Among the entries, which lines carry the string "dirty"? Copy every one.

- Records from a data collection
+--
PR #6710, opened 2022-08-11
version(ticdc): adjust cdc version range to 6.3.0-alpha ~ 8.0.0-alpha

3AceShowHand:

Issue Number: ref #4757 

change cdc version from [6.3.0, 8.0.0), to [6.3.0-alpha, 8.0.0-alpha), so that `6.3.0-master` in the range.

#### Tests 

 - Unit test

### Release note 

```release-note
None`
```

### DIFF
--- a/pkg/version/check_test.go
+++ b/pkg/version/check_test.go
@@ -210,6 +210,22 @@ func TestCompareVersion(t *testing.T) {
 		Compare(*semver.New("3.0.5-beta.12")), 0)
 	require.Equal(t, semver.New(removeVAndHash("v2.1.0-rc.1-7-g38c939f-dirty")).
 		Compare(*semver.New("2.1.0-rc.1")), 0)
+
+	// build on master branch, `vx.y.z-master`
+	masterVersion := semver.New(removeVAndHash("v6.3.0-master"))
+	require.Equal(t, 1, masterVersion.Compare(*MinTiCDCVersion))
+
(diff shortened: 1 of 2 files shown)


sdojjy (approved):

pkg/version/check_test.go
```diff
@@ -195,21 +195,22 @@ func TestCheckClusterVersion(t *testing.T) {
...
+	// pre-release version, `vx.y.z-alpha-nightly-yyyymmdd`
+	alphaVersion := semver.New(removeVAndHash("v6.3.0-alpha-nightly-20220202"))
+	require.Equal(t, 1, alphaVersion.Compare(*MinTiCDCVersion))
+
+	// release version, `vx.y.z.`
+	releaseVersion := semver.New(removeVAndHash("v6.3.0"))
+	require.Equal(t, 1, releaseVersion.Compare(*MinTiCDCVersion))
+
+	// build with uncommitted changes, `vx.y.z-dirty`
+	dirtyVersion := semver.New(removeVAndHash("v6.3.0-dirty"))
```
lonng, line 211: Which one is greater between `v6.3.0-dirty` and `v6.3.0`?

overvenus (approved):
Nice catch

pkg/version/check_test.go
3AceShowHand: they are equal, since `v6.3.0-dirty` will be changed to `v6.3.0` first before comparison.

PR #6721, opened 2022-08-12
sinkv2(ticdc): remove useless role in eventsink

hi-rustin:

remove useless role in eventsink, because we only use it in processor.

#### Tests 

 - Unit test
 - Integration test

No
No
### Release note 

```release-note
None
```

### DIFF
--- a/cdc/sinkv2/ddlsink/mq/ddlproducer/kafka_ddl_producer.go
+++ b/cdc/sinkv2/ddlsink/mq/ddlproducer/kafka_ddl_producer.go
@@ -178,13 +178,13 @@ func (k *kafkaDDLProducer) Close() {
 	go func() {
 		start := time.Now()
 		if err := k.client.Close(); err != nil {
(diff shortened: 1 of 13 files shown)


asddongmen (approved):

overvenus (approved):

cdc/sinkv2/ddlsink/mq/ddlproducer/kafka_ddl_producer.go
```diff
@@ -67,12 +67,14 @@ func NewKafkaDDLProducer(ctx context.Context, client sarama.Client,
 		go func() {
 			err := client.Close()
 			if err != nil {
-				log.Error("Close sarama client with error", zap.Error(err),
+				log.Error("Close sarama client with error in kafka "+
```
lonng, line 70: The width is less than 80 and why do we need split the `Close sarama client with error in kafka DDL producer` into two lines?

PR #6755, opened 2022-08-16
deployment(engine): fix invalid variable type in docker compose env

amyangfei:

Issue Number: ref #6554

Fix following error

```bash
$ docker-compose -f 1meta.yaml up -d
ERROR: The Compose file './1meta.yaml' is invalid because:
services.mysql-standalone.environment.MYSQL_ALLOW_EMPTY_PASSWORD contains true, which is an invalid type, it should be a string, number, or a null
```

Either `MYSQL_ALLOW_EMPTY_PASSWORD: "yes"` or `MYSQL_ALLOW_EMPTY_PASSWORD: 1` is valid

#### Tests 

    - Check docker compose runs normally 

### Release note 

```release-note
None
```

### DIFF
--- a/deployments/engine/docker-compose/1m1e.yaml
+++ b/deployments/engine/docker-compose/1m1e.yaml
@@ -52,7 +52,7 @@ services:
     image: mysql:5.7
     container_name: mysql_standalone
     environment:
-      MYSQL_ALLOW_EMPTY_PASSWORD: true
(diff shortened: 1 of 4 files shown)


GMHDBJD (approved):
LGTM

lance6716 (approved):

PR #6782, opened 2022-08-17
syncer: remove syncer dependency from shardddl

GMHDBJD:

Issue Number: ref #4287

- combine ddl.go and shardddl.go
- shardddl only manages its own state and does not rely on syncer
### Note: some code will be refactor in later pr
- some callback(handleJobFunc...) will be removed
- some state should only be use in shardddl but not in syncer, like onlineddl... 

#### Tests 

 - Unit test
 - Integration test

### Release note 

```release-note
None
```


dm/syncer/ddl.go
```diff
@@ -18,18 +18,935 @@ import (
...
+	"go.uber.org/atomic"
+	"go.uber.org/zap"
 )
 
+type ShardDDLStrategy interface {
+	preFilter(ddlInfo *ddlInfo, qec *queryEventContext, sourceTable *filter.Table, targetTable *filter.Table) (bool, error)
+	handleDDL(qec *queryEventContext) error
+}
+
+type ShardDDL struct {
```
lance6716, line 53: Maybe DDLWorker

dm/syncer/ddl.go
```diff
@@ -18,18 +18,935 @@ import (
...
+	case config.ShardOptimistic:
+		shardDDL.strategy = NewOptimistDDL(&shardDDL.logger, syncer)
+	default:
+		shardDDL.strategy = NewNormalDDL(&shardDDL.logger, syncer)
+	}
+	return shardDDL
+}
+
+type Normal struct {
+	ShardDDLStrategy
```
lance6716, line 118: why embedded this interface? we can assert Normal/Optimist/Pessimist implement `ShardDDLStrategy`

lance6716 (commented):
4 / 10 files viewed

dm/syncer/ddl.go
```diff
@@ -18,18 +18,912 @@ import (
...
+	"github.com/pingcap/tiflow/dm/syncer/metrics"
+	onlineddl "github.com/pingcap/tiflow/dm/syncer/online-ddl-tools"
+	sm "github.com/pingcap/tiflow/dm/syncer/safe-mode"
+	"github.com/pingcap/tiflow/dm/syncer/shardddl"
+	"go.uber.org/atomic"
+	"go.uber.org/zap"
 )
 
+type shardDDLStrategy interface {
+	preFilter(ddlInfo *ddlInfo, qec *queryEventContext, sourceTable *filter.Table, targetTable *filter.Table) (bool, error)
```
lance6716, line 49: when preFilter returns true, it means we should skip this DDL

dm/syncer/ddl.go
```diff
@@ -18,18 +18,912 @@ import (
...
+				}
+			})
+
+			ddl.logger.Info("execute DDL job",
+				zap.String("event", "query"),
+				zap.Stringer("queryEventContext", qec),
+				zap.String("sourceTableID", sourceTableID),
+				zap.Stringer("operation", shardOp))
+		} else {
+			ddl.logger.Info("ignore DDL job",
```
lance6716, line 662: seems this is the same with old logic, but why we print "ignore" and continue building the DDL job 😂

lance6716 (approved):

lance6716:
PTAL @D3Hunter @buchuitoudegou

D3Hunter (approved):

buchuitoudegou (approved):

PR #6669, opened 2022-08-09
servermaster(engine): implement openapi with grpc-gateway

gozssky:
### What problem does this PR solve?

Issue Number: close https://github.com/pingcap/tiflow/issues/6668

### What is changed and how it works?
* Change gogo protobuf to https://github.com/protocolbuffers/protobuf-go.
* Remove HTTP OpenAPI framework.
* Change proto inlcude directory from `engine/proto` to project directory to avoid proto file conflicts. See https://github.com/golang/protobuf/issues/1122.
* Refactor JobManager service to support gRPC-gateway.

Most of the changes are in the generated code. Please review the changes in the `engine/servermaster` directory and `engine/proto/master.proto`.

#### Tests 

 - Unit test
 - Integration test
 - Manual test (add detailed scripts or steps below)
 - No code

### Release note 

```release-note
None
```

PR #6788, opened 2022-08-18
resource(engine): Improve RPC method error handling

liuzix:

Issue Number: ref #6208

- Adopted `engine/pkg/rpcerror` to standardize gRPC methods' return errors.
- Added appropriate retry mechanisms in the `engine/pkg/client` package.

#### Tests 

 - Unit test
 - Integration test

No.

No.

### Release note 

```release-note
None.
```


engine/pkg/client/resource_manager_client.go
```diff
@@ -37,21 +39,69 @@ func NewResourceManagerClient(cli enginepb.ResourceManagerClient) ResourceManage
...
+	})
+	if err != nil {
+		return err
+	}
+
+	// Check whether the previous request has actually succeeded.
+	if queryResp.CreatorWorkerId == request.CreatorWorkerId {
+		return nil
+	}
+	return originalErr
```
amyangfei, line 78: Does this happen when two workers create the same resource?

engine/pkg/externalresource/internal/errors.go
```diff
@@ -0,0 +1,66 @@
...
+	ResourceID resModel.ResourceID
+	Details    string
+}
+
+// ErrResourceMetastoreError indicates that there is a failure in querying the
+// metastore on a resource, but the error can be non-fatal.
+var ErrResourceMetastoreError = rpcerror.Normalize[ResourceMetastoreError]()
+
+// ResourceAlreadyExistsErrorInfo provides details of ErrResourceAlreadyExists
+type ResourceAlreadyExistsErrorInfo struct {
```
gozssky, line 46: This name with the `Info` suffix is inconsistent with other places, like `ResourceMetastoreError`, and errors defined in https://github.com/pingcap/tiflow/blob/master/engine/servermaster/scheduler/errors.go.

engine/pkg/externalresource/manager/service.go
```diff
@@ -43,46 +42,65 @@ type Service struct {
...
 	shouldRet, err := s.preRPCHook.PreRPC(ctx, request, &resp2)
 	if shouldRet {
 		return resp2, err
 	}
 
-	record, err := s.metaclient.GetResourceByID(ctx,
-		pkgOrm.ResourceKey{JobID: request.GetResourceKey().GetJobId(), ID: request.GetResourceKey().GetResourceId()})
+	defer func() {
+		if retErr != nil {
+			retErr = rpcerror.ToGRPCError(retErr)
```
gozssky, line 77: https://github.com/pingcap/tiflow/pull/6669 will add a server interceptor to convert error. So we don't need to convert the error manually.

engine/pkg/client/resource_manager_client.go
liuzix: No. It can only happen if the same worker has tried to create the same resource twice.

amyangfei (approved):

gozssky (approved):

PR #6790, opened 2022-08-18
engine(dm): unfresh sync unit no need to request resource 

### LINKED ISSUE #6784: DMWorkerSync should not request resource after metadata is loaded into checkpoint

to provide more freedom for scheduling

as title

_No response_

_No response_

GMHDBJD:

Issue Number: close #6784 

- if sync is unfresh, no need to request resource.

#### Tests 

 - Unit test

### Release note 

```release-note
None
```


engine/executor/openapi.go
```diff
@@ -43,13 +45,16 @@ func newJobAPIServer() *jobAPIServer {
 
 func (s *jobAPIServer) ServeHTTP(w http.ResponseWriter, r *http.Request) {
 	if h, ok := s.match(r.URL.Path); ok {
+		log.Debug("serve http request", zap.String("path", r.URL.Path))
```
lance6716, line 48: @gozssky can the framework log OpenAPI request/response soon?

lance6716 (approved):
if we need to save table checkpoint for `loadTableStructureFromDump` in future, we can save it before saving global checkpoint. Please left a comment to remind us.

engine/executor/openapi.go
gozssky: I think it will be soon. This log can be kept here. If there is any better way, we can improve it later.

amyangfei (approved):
+--
- Response
 	require.Equal(t, semver.New(removeVAndHash("v2.1.0-rc.1-7-g38c939f-dirty")).
+	// build with uncommitted changes, `vx.y.z-dirty`
+	dirtyVersion := semver.New(removeVAndHash("v6.3.0-dirty"))
lonng, line 211: Which one is greater between `v6.3.0-dirty` and `v6.3.0`?
3AceShowHand: they are equal, since `v6.3.0-dirty` will be changed to `v6.3.0` first before comparison.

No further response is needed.